Since moving back to Chicago in 1990, he has served as director of four children’s nursing facilities, worked for Michael Reese and Mercy hospitals, and taught at the University of Illinois College of Medicine at Chicago (1991–98). On the art front he joined forces with the contemporary-art gallery Flatfile Galleries in Chicago’s Fulton Market district and has exhibited his art throughout the city. Several pieces from the Neurotheology series are on permanent display at the University. One hangs in Rockefeller Memorial Chapel’s Interreligious Center: Thoughts of Ancestral Religious Rites: Pilviskiai, Lithuania. Two others adorn the Donnelley Biological Sciences Learning Center’s first floor. And with the April 30 reopening of the city’s renovated Blackstone Hotel—the site where, in a “smoke-filled room,” Republican leaders selected Warren G. Harding the 1920 presidential nominee—he sold the hotel six works from his Thoughts from Under a Rock series. The prints hang in the hotel’s fifth-floor boardroom.
Plioplys’s red-brick mansion in Chicago’s Beverly neighborhood, where he lives with his wife Sigita, is also an exhibition space. Huge versions of brightly colored, abstract digital prints hang above antique-looking furniture, and smaller pieces line his staircases. Three framed faces created from mirror slivers—Kafka, Dostoyevsky, and Beckett—line the hallway, a shrine to the writers who inspire him. A case dedicated to the craftwork of his sister Ramute, AB’74, sits in one room. After her 2007 death, Plioplys gathered all of her pieces, including Lithuanian drilled eggs: teardrops and dots delicately carved through a drained shell.
His home serves as his studio. In an upstairs office, amid piles of books and binders that store images from past installations, Plioplys keeps two PCs to create his prints. Sometimes it takes more than an hour to complete a single step, he explains, and he needs more than one computer to tackle different tasks simultaneously.
Above the computers are some of his earlier, 11 x 17–inch works. A 1987 piece shows its title, Do Letters of the Alphabet Contain Thoughts? surrounded by a jumble of lowercase letters. In My Personal Method of Thinking in Polychrome (1988, acrylic on paper), Plioplys wrote the multicolored words “over and over” in rows across the page.
“Words are essential,” he says; his art “is not just visual.” In his Neurotheology series, he printed each work’s title directly on the canvas—for example, Mathematical Thoughts, University of Chicago or Thoughts of Displaced Sanctity, Rocky Mountains, Colorado—in Arial font. With the title written on the front, the viewer sees more than simply the picture, Plioplys argues: he also sees the artist’s thought process. But his audience didn’t like that particular aesthetic. “People protested,” he says, and he’s since stopped incorporating the titles.
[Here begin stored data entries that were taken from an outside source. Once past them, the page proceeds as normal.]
PR #11133, opened 2021-12-23
fix(index): export ConnectionStates

orgads:
**Summary**
It is declared as an enum in ts definitions, but did not really work.

**Examples**
This code passes ts compilation, but crashes on runtime:

```typescript
import { Connection, ConnectionStates } from 'mongoose';
// ...
return (this.connection.readyState !== ConnectionStates.connected);
```


vkarpov15 (approved):
Thanks :+1:

PR #11124, opened 2021-12-20
fix(index.d.ts): fix typings in Group stage

DavideViolante:
As discussed in #11059. Thanks to @rpenido @jeremyben.

Fixes #11059 and #11067.

TypeScripts experts reviews are appreciated.

Issue #11059, opened 2021-12-08
Typescript: Group interface for type PipelineStage has conflicting index signatures


meteohr:
**Do you want to request a *feature* or report a *bug*?**

Bug

**What is the current behavior?**

If you provide a "group" stage with the mandatory `_id` property in your aggregration pipeline, typescript will throw an error:
```
TS2322: Type '{ _id: string; imageResource: { $first: string; }; }'
is not assignable to type
'{ [key: string]: { $count?: any; $accumulator?: any; $addToSet?: any; $avg?: any; $first?: any; $last?: any; $max?: any; $mergeObjects?: any; $min?: any; $push?: any; $stdDevPop?: any; $stdDevSamp?: any; $sum?: any; }; _id: any; }'.
Property '_id' is incompatible with index signature.
Type 'string' has no properties in common with type '{ $count?: any; $accumulator?: any; $addToSet?: any; $avg?: any; $first?: any; $last?: any; $max?: any; $mergeObjects?: any; $min?: any; $push?: any; $stdDevPop?: any; $stdDevSamp?: any; $sum?: any; }'.
```

**If the current behavior is a bug, please provide the steps to reproduce.**

```
 const aggregateSomething: PipelineStage = {
        $group: {
            _id: 'name',
            imageResource: { $first: 'something' },
        }
    }
```

tsconfig:
```
{
    "compilerOptions": {
        "target": "es2017",
        "module": "commonjs",
        "moduleResolution": "node",
        "outDir": "./dist",
        "experimentalDecorators": true,
        "emitDecoratorMetadata": true,
        "sourceMap": true,
        "pretty": true,
        "allowJs": false,
        "strict": true,
        "esModuleInterop": true,
        "isolatedModules": true,
        "skipLibCheck": true,
        "forceConsistentCasingInFileNames": true,
        "noUnusedLocals": true,
        "noUnusedParameters": true,
        "noUncheckedIndexedAccess": true,
        "noFallthroughCasesInSwitch": true,
        "noImplicitReturns": true,
        "types": ["jest"],
        "lib": ["esnext"],
        "importHelpers": true,
        "resolveJsonModule": true
    },
    "include": ["src/**/*", "tests/**/*"],
    "exclude": ["node_modules"]
}
```
**What is the expected behavior?**
Property `_id` accepts `any`, instead of only accepting the object with `AccumulatorOperator` as type. 

[...]

PR #11140, opened 2021-12-24
Follow-up fix of TS index signature definition for Group type.

EugeneKorshenko:
**Summary**
This PR is the follow-up PR for: #11059 and for #11124 
All explicitly defined keys should always follow the type defined at the index signature. So having `any` as a type for `_id` was just a hidden error.
Even more, `_id` as a key in the member of union type was redundant.

### DIFF
--- a/index.d.ts
+++ b/index.d.ts
@@ -3058,7 +3058,7 @@ declare module 'mongoose' {
 
     export interface Group {
       /** [`$group` reference](https://docs.mongodb.com/manual/reference/operator/aggregation/group) */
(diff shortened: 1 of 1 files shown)


EugeneKorshenko:
@vkarpov15 please, take a quick look once you have a chance🙂

DavideViolante:
It seems correct, my snippets from [#11059](https://github.com/Automattic/mongoose/issues/11059#issuecomment-992334441) works with this changes too.

vkarpov15 (approved):
Thanks :+1:

Issue #11138, opened 2021-12-23
Model.exists() returns a promise and resolves to a boolean


ahmedelshenawy25:
**Do you want to request a *feature* or report a *bug*?**
Bug confirmed by @AbdelrahmanHafez 

**What is the current behavior?**
`Model.exists()` returns a promise and resolves to a boolean

**If the current behavior is a bug, please provide the steps to reproduce.**

```js
import mongoose from 'mongoose';
const { Schema } = mongoose;
import assert from 'assert';


run().catch(console.error);

async function run () {
  await mongoose.connect('mongodb://localhost:27017/test');

  await mongoose.connection.dropDatabase();

  const userSchema = new Schema({
    name: { type: String }
  });

  const User = mongoose.model('User', userSchema);
  const user = await User.create({});

  const existingUser = await User.exists({ _id: user._id });
  assert.ok(existingUser._id);
  assert.ok((typeof existingUser) !== 'boolean');

  console.log(mongoose.version);
  console.log('All assertions passed.');
}
```

**What is the expected behavior?**
`Model.exists()` should return a query and resolve to a doc or null #8097 

**What are the versions of Node.js, Mongoose and MongoDB you are using? Note that "latest" is not a version.**
Node.js: 16.13.1
Mongoose: 6.1.3
MongoDB: 5.0.5

PR #11142, opened 2021-12-26
fix(model): make exists(...) return lean document with `_id` or `null` instead of boolean

AbdelrahmanHafez:
re #11138


Uzlopak:
This will definitely be a breaking change. I know a codebase where exists is checked to be a resolved boolean.

AbdelrahmanHafez:
@Uzlopak 
It is a breaking change that was supposed to land on mongoose v6.0, it didn't land due to a bug, but it was mentioned in the changelog, and people would be expected to change their code accordingly.

@vkarpov15 What do you think is the best action here? I think we can ship it in a minor release and make a note about it.

vkarpov15:
I'll merge this into the 6.2 branch in the interest of caution. This is a messy case where the docs say one thing, the TypeScript bindings say something else, and the actual behavior is inconsistent between the two. So let's put this in a minor release to minimize risk, but also make it so the actual behavior and TS bindings match what is in our docs.

Maximusya:
https://mongoosejs.com/docs/migrating_to_6.html is still missing this breaking change.
Though it hit us not when migrating from 5 to 6(.1), but when migrating from 6.1 to 6.2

In recent years Plioplys has cut down his time practicing medicine, partly because of health problems including recent eye surgery for a retinal detachment. He now spends one day a week as an outpatient child-neurology consultant for Advocate Health Care Plans and another day at Marklund Children’s Nursing Home in Bloomington, Illinois, working with children with severe cerebral palsy.
He continues his artistic exploration of the brain and maintains a comprehensive Web site, plioplys.com, where he reflects on each piece. After Chicago’s Balzekas Museum hosted a 2006 retrospective of Plioplys’s art, he has been working on “several cycles of sequences of things”—but he refuses to get specific. “When I talk about it,” he says, it’s bad luck.”
He learns through the process of creating, as some ideas work and others transform into new ones. The “vast majority of complex images get scrapped,” Plioplys says, and he often has to start over. But that’s his personal method of thinking: “over and over.”